Elles ne sont pas forcément toutes automatisées, et peuvent ne pas utiliser les mêmes formalismes. Mais il est clair que plus elles seront traitées de manière homogène, plus les risques d'incohérence seront limités : parler des mêmes objets dans des modélisations différentes oblige à des précautions dans la cohérence des traductions.
Les expériences que nous avons menées depuis plusieurs années dans CROAP et SAFIR ont montré que la théorie des constructions inductives (CCI) développée par le projet Coq est un langage qui, quand on le parle à l'aide des logiciels Coq, Ocaml, et CtCoq, peut permettre de mener ces trois activités de front :
L'algorithme de Buchberger [44] est l'exemple le plus complet que nous ayons traité en utilisant ces trois outils : à l'aide de CtCoq, l'algèbre des polynômes à plusieurs variables a été formalisée en Coq, l'algorithme de Buchberger y a été écrit, puis la preuve de sa correction a été faite. Enfin on a testé le programme Ocaml extrait sur des exemples significatifs, avec des temps de calcul intermédiaires entre les meilleurs programmes spécialisés et les logiciels de calcul formel généralistes comme Maple 2.
Nous avons aussi traité d'autres exemples conséquents, comme l'algorithme de multiplication de Karatsuba, l'algorithme de Cantor-Zassenhaus de factorisation des polynômes dans les corps finis [30], l'algorithme de Stålmark pour la satisfiabilité des formules booléennes [29], un compilateur pour un langage impératif [8].
Notre approche est originale au sens où nous ne cherchons pas à prouver des programmes (au sens de programmes écrits dans un langage conventionnel comme C, Java, ou Caml), mais au contraire nous cherchons à produire des programmes conformes à leurs spécifications à partir de descriptions mathématiques ``usuelles'' des données, des algorithmes, et de leurs propriétés, ainsi que de leurs preuves. C'est ce dernier point qui nous semble original.
Un rêve serait de pouvoir par exemple écrire à la main sur tablette graphique l'algorithme de la transformée de Fourier rapide, les propriétés qu'elle vérifie, d'effectuer leurs preuves dans un style naturel en cliquant avec un stylet, et de traiter ensuite un exemple avec le programme Ocaml (ou Java) extrait...
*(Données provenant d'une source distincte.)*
PR #429, opened 2017-11-18
Add cursor theme to rootston config

emersion:
Test plan: install a [XCursor theme](https://www.archlinux.org/packages/?sort=&q=xcursor-&maintainer=&last_update=&flagged=&limit=50) and update your config, For instance, install `xcursor-themes` and use this config:

```ini
[cursor]
theme = redglass
```

### DIFF
--- a/include/rootston/config.h
+++ b/include/rootston/config.h
@@ -48,6 +48,7 @@ struct roots_config {
 	struct {
 		char *mapped_output;
 		struct wlr_box *mapped_box;
+		char *theme;
 	} cursor;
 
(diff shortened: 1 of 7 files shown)


SirCmpwn:
Do we want to configure this on a per-seat basis?

emersion:
Implemented per-seat cursor configuration. The syntax is:

```ini
[cursor:seat name]
theme = default
...
```

`[cursor]` will configure the default seat.

SirCmpwn:
Thanks!

PR #431, opened 2017-11-18
Refactor wlr_list

emersion:
Note: the only part of the code using `wlr_list` is the libinput backend.


emersion:
This is ready for review.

Ou bien de développer sur le Web un cours de mathématiques de premier cycle utilisant les notations usuelles, avec des exercices et leurs solutions (preuves et calculs). 3
En quelques mots, nous cherchons à réduire la distance encore trop grande entre la résolution d'un problème mathématique (au sens large) sur le papier (ou au tableau) et les calculs sur ordinateur qu'il nécessite, en insistant sur la cohérence logique et le confort de ce passage de la théorie à la pratique.
Il n'est pas a priori dans nos buts de trouver des démonstrations nouvelles d'algorithmes mathématiques, ni d'en concevoir de nouveaux, ni encore d'en obtenir des implantations hyper-optimisées (d'autres le font très bien).
Nous partons plutôt d'une nécessité, qui est celle de la correction des programmes de calcul mathématique. Parmi les différentes voies possibles pour résoudre ce problème (on peut par exemple se concentrer sur l'arithmétique des ordinateurs, ou sur les preuves de propriétés de programmes Java), nous avons choisi non pas d'extraire les mathématiques des programmes, mais l'inverse, parce qu'il nous semble qu'avec les résultats dont nous disposons (CCI, Coq, CtCoq, Centaur, Aïoli) cette voie de recherche est raisonnable et prometteuse.